San Francisco ambulance response times investigated by grand jury
The 19-member civilian panel found limited progress because of understaffing, deferred maintenance costs, outdated facilities and a lack of strategic planning
By Jaxon Van Derbeken
San Francisco Chronicle
SAN FRANCISCO — The San Francisco Fire Department has made strides in getting ambulances to emergencies faster, but still lags behind state response time standards and is not training crews to deal with a disaster, a civil grand jury said Thursday.
The 19-member civilian panel began its investigation after The Chronicle reported last year about the city’s troubled response time record.
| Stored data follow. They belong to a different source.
PR #3184, opened 2026-06-02
chore(repo): Reduce stale PR time to 14+7days

drewrelmas:
# Change Summary

Follow-up from general agreement in SIG meeting to help keep PR list shorter

N/A

N/A

N/A

### Changelog

### DIFF
--- a/.github/workflows/stale.yml
+++ b/.github/workflows/stale.yml
@@ -1,9 +1,9 @@
-name: 'Mark stale issues and pull requests'
+name: "Mark stale issues and pull requests"
 
 on:
   schedule:
     # Run daily at 1:30 UTC
-    - cron: '30 1 * * *'
+    - cron: "30 1 * * *"
   workflow_dispatch:
 
 permissions:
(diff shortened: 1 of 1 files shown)


.github/workflows/stale.yml
```diff
@@ -24,19 +24,20 @@ jobs:
...
+          stale-issue-label: "stale"
           days-before-issue-stale: 180
           days-before-issue-close: 30
-          exempt-issue-labels: 'do-not-stale'
+          exempt-issue-labels: "do-not-stale"
           # Pull request settings
           stale-pr-message: >
             This pull request has been marked as stale due to lack of recent activity.
-            It will be closed in 30 days if no further activity occurs.
+            It will be closed in 7 days if no further activity occurs.
```
cijothomas: nit: it'd be nice if we ack that the lack of activity in the PR is due to the repo maintainers being busy, so it won't sound like the contributor did something wrong..

cijothomas: https://github.com/open-telemetry/opentelemetry-rust/blob/main/.github/workflows/stale-pr.yml could use some ideas from here, if that reads better.

utpilla (approved):

.github/workflows/stale.yml
```diff
@@ -24,19 +24,20 @@ jobs:
...
             If this PR is still relevant, please comment or push new commits to keep it active.
-          stale-pr-label: 'stale'
-          days-before-pr-stale: 14
-          days-before-pr-close: 30
-          exempt-pr-labels: 'do-not-stale'
+            If your PR was closed, you can reopen it to continue working on it.
+          stale-pr-label: "stale"
+          days-before-pr-stale: 7
+          days-before-pr-close: 7
+          exempt-pr-labels: "do-not-stale"
```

An examination of a year’s worth of 911 calls found that the Fire Department was regularly failing to meet its 10-minute standard for responding to life-threatening emergencies and that the delays were most likely to affect people calling from neighborhoods along the city’s southern rim.
The civil grand jury said the Fire Department has been making only incremental progress in fixing the problem because of understaffing, millions of dollars in deferred maintenance, outdated facilities and a lack of strategic planning.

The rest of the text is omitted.